In 1836 he began medical school at Anderson's College in Glasgow, intending to become a medical missionary. It was there that he heard fellow Scotsman, Dr. Robert Moffat (1795-1883), speak of having seen, "The smoke of a thousand villages, where no missionary has ever been." In 1840 Livingstone set sail for Africa and arrived at Capetown on March 14, 1841.
He spent the next 15 years moving in and about the interior of this remarkable continent. It was a geographical delight to him and he learned all he could about its native population and their cultures. In time, he had occasion to meet the Boers and the Portuguese and developed an intense dislike for their inhumane treatment of the native Africans.
Eventually, he began working with Moffat as a medical missionary in the port town of Kuruman. His work took him into more remote parts of the country and, by the summer of 1842, he had already ventured farther north into Kalahari country than any other white man in history. He decided to leave Kuruman in hopes of spreading the gospel in new, untried areas. Apparently unhindered by typical needs for the companionship of countrymen, he moved to an inland village to learn African languages and customs. During a trek to Mabotsa where he hoped to establish another Christian mission, he was attacked and badly mauled by a lion. Although he recovered generally, he was never again able to fire a gun with any accuracy and was often at the mercy of jungle animals.

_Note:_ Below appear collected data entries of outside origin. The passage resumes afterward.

PR #917, opened 2018-03-22
Upgrading to PyTorch master

neerajprad:


fritzo:
It looks like the test failures are related to an import looking up the wrong `MultivariateNormal`. I think it's safe to simply remove the test since we'll be switching to upstream `MultivariateNormal` immediately in #916.

neerajprad:
> It looks like the test failures are related to an import looking up the wrong MultivariateNormal. I think it's safe to simply remove the test since we'll be switching to upstream MultivariateNormal immediately in #916.

I made changes to move to `torch.distributions.multivariate_normal`, and skipping this test. The issue is that the upstream pytorch implementation hasn't implemented `.variance` (or `.mean`), which causes this failure.

fritzo:
@neerajprad We could implement `.variance` and `.mean` in a wrapper in pyro/distributions/torch.py if those are needed elsewhere in Pyro. We can push those implementations upstream later.

neerajprad:
> @neerajprad We could implement .variance and .mean in a wrapper in pyro/distributions/torch.py if those are needed elsewhere in Pyro. We can push those implementations upstream later.

Done.

pyro/distributions/torch.py
```diff
@@ -67,6 +67,19 @@ def __init__(self, ps, n=1):
         super(Multinomial, self).__init__(n, probs=ps)
 
 
+class MultivariateNormal(torch.distributions.MultivariateNormal, TorchDistributionMixin):
+    def __init__(self, loc, cov):
```
fritzo: Can we omit the `__init__` method and replace `cov` with `covariance_matrix` (rather than replace `covariance_matrix` with `cov` as I see you've done in a few tests)?

fritzo: There are two reasons to omit the `__init__` method:
- this saves us a renaming later on
- we will have immedate access to the `scale_tril` arg, which we want in a few places

neerajprad: My bad..I thought that we are using `cov` in `torch.distributions`, but I was mistaken. Will revert.

fritzo: Yeah, I'm fixing the broken `MultivariateNormal` docs upstream right now :smile:

neerajprad: > we will have immedate access to the scale_tril arg, which we want in a few places

Makes sense. Removed.

PR #918, opened 2018-03-22
Increase failure threshold for perf testing in travis

neerajprad:
The travis environment is a bit noisy for running high fidelity regression tests (I have been seeing a couple of failures lately). This changes the regression percentage when `CI` is in the environment, so that we increase our tolerance when testing in travis.

### DIFF
--- a/scripts/perf_test.sh
+++ b/scripts/perf_test.sh
@@ -15,6 +15,12 @@ BENCHMARK_FILE=tests/perf/test_benchmark.py
 IS_BENCHMARK_FILE_IN_DEV=1
 REF_TMP_DIR=.tmp_test_dir
 
+if [ -z ${CI} ]; then
+    PERCENT_REGRESSION_FAILURE=10
+else
+    PERCENT_REGRESSION_FAILURE=20
+fi
+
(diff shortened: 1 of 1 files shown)


neerajprad:
> i assume most people will rely on travis to catch perf regression rather than testing locally, so just acknowledging the risk of increasing threshold

Travis is for catching the worst offenders, as any benchmarking on these VMs will have a higher variance than testing locally. The other thing to do would be to increase the test sizes or the number of replications (or both). 

Lets not merge this PR yet. Let me investigate a few possibilities first.

scripts/perf_test.sh
```diff
@@ -15,6 +15,12 @@ BENCHMARK_FILE=tests/perf/test_benchmark.py
 IS_BENCHMARK_FILE_IN_DEV=1
 REF_TMP_DIR=.tmp_test_dir
 
+if [ -z ${CI} ]; then
+    PERCENT_REGRESSION_FAILURE=10
+else
+    PERCENT_REGRESSION_FAILURE=20
```
fritzo: Consider adding a comment like "Allow looser comparisons on CI, since machines are more variable"

PR #2526, opened 2020-06-14
Support jit in CompartmentalModel

fritzo:
Addresses #2426 

This supports `jit_compile=True` in `CompartmentalModel.fit()`. Changes include:
- plumbing arguments through interfaces and scripts
- replacing `Tensor.__iter__()` with `Tensor.unbind(0)` to issue the correct warning type, so it can be ignored by `ignore_jit_warnings=True`.

## Performance

Anecdotally about 1.6x speedup (with identical output):
| nojit | jit | |
|-|-|:-|
| 44 sec | 27 sec | `python examples/contrib/epidemiology/sir.py` |
| 89 sec | 56 sec | `python examples/contrib/epidemiology/regional.py -hfm=7` |

## Tested
- [x] added unit tests
- [x] added to `test_examples.py::test_jit`


examples/contrib/epidemiology/regional.py
```diff
@@ -149,6 +150,7 @@ def main(args):
     parser.add_argument("--single", action="store_false", dest="double")
     parser.add_argument("--rng-seed", default=0, type=int)
     parser.add_argument("--cuda", action="store_true")
+    parser.add_argument("--jit", action="store_true")
```
martinjankowiak, line 153: shouldn't this be on by default?

fritzo: Good question. How about we enable it on by default in the example files, but off by default in the `CompartmentalModel` class? I just worry that `jit_compile=True` disables validation, and that if we optimize for new users we should enable validation by default. The example scripts use predefined models and don't really need validation, whereas `CompartmentalModel` will be the base class for new models.

martinjankowiak: yeah that sounds like a reasonable middle ground

fritzo: done.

In 1845 Livingstone married Moffat's daughter, Mary. A combination of droughts and Livingstone's desire to spread Christianity caused them to relocate three times over the next five years. Eventually, Livingstone sent her and their four children back to Britain out of concern for their safety and their need for security and education.
Between 1853 and 1856, Livingstone traversed the entire continent, traveling an incredible 4,000 miles (6,400 km) of land along the Zambezi River, none of which had been touched by Europeans. On November 17, 1855, Livingstone laid eyes upon the awesome Victoria Falls. He had discovered most, but not all, of his "highway" when he returned to Britain and recorded his journeys in his first book, Missionary Travels.
Tragedy filled the next decade. In 1862 he embarked on what was later called the Zambezi Expedition, on behalf of the British government. Plans to navigate the Zambezi proved to be impractical and the expedition was finally recalled. Not in time, however, to avoid the death of Mary Livingstone who died during the journey. Two years later, the discovery of the impassable Murchison Cataracts shattered his hope of finding a waterway to central Africa. To Livingstone, this did not mean the end of his dream or his travels and he continued to explore Africa on his own terms.
After disappearing from the public eye for several years, a challenge to find Dr. Livingstone was issued. New York Herald staff reporter Henry Morton Stanley (1841-1904) took the challenge. He spent a year traveling through Africa before he had the opportunity to pose the famed understatement—"Dr. Livingstone, I presume?"—upon encountering Livingstone.
Stanley offered to help Livingstone back to the coast, but he refused the offer and continued his travels. Livingstone died in 1871 at the age of 60.